Each record must appear in the answer exactly as it does in the data.

[[ RAW DATA, beginning ]]

Issue #3275, opened 2016-07-25
Add cuberite.org links for download/compile


bearbin:
i.e.

    wget download.cuberite.org | sh

bearbin:
Service is now set up on the server:

https://download.cuberite.org
https://compile.cuberite.org

madmaxoft:
I think the `download.cuberite.org` webserver should serve a 302 redirect to the HTML download page; the download script should have a (small) postfix to the URL. There is a possibility of people trying to visit the `download.cuberite.org` domain.

bearbin:
GitHub pages doesn't do 302 redirects though, it would make it significantly more complicated. 

If you're worried about people being confused, adding a comment to the top of the script could be a solution?

tigerw:
it's awfully Linux centric... Is this common practice?

bearbin:
Yes, this is Linux only, but how often do you come across a Linux user who wants to download the server from the command line?

madmaxoft:
How about using `dl.cuberite.org` for the script, then? And point `download.cuberite.org` to the `cuberite.org` frontpage.

LogicParrot:
Relevant: https://github.com/cuberite/cuberite/pull/3278

>After this PR, An adversary can either comprimise Github.com or cuberite.org to infect downloaders by serving bad code, so by relying on two servers to serve the shell code, rather than one, we double the attack surface. Is this worth the aesthetical change?

bearbin:
@madmaxoft download.cuberite.org never existed before, so I don't understand how users would be confused as to the purpose of the domain. And how would dl.cuberite.org be any better? 

I answered @"LogicParrot"'s concern in #3278.

sphinxc0re:
Pointing `download.cuberite.org` to `cuberite.org` would be bad SEO because of duplicated content

PR #3278, opened 2016-07-25
Switch out long download/compile links.

bearbin:
The links have been replaced with short links that forward to the
long links.

Fixes issue #3275

### DIFF
--- a/README.md
+++ b/README.md
@@ -22,7 +22,7 @@ There are several ways to obtain Cuberite.
 ##### The EasyInstall script
 This Linux script will download the correct binary from the project site.
 
-    sh -c "$(wget -O - https://raw.githubusercontent.com/cuberite/cuberite/master/easyinstall.sh)"
+    sh -c "$(wget -O - https://download.cuberite.org)"
 
 #### Compiling
  - You can compile automatically for Linux / *nix with the `compile.sh` script. The script is described below.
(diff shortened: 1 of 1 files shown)


LogicParrot:
After this PR, An adversary can either comprimise `Github.com` or `cuberite.org` to infect downloaders, so by relying on two servers to serve the shell code, rather than one, we double the attack surface. Is this worth the aesthetical change?

bearbin:
@LogicParrot This is not intended to be a high-use endpoint, more just for people to easily try out the server the first time. 

In that case, the attack surface is not actually increased, since they would have been downloading the binaries from https://cuberite.org instead. It think this is worth the additional risk if there is any.

tigerw:
I suppose the idea is fine. Is there a way to make the server behind download/compile detect the platform and serve the correct whatever?

fralix:
I think not, because the syntax of linux / windows scripts are different. But you could check the user agent like the user agent of curl is "curl/7.35.0" and for wget "Wget/1.15" (linux-gnu) (check for the curl /wget and differ now - but you should add a comment if the script doesn't work correctly and may be an option to select the right version like download.cuberite.org/?os=windows )

But the idea sounds nice

bearbin:
It is possible to write shell scripts that work on both windows and linux you know?

https://github.com/cuberite/cuberite/blob/master/compile.sh

bearbin:
or people can just use bash on linux now as well.

tigerw:
Alright. You've already done it anyway, so I have no further input.

LogicParrot:
>In that case, the attack surface is not actually increased, since they would have been downloading the binaries from https://cuberite.org instead. It think this is worth the additional risk if there is any.

I was talking about the compile link.

Schwertspize:
Ehm just asking, our cuberite.org is hosted on github right? cuberite.github.io with a dns record cuberite.org

LogicParrot:
>Ehm just asking, our cuberite.org is hosted on github right? cuberite.github.io with a dns record cuberite.org

Not anymore. Because that wouldn't provide https.
`Cuberite.org` has a proxy server to `cuberite.github.io` with a long cache.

[[ RAW DATA, end ]]

▸ TASK SOLUTION:
Issue #3275, opened 2016-07-25
Add cuberite.org links for download/compile


bearbin:
i.e.

    wget download.cuberite.org | sh

bearbin:
Service is now set up on the server:

https://download.cuberite.org
https://compile.cuberite.org

madmaxoft:
I think the `download.cuberite.org` webserver should serve a 302 redirect to the HTML download page; the download script should have a (small) postfix to the URL. There is a possibility of people trying to visit the `download.cuberite.org` domain.

bearbin:
GitHub pages doesn't do 302 redirects though, it would make it significantly more complicated. 

If you're worried about people being confused, adding a comment to the top of the script could be a solution?

tigerw:
it's awfully Linux centric... Is this common practice?

bearbin:
Yes, this is Linux only, but how often do you come across a Linux user who wants to download the server from the command line?

madmaxoft:
How about using `dl.cuberite.org` for the script, then? And point `download.cuberite.org` to the `cuberite.org` frontpage.

LogicParrot:
Relevant: https://github.com/cuberite/cuberite/pull/3278

>After this PR, An adversary can either comprimise Github.com or cuberite.org to infect downloaders by serving bad code, so by relying on two servers to serve the shell code, rather than one, we double the attack surface. Is this worth the aesthetical change?

bearbin:
@madmaxoft download.cuberite.org never existed before, so I don't understand how users would be confused as to the purpose of the domain. And how would dl.cuberite.org be any better? 

I answered @"LogicParrot"'s concern in #3278.

sphinxc0re:
Pointing `download.cuberite.org` to `cuberite.org` would be bad SEO because of duplicated content

PR #3278, opened 2016-07-25
Switch out long download/compile links.

bearbin:
The links have been replaced with short links that forward to the
long links.

Fixes issue #3275

### DIFF
--- a/README.md
+++ b/README.md
@@ -22,7 +22,7 @@ There are several ways to obtain Cuberite.
 ##### The EasyInstall script
 This Linux script will download the correct binary from the project site.
 
-    sh -c "$(wget -O - https://raw.githubusercontent.com/cuberite/cuberite/master/easyinstall.sh)"
+    sh -c "$(wget -O - https://download.cuberite.org)"
 
 #### Compiling
  - You can compile automatically for Linux / *nix with the `compile.sh` script. The script is described below.
(diff shortened: 1 of 1 files shown)


LogicParrot:
After this PR, An adversary can either comprimise `Github.com` or `cuberite.org` to infect downloaders, so by relying on two servers to serve the shell code, rather than one, we double the attack surface. Is this worth the aesthetical change?

bearbin:
@LogicParrot This is not intended to be a high-use endpoint, more just for people to easily try out the server the first time. 

In that case, the attack surface is not actually increased, since they would have been downloading the binaries from https://cuberite.org instead. It think this is worth the additional risk if there is any.

tigerw:
I suppose the idea is fine. Is there a way to make the server behind download/compile detect the platform and serve the correct whatever?

fralix:
I think not, because the syntax of linux / windows scripts are different. But you could check the user agent like the user agent of curl is "curl/7.35.0" and for wget "Wget/1.15" (linux-gnu) (check for the curl /wget and differ now - but you should add a comment if the script doesn't work correctly and may be an option to select the right version like download.cuberite.org/?os=windows )

But the idea sounds nice

bearbin:
It is possible to write shell scripts that work on both windows and linux you know?

https://github.com/cuberite/cuberite/blob/master/compile.sh

bearbin:
or people can just use bash on linux now as well.

tigerw:
Alright. You've already done it anyway, so I have no further input.

LogicParrot:
>In that case, the attack surface is not actually increased, since they would have been downloading the binaries from https://cuberite.org instead. It think this is worth the additional risk if there is any.

I was talking about the compile link.

Schwertspize:
Ehm just asking, our cuberite.org is hosted on github right? cuberite.github.io with a dns record cuberite.org

LogicParrot:
>Ehm just asking, our cuberite.org is hosted on github right? cuberite.github.io with a dns record cuberite.org

Not anymore. Because that wouldn't provide https.
`Cuberite.org` has a proxy server to `cuberite.github.io` with a long cache.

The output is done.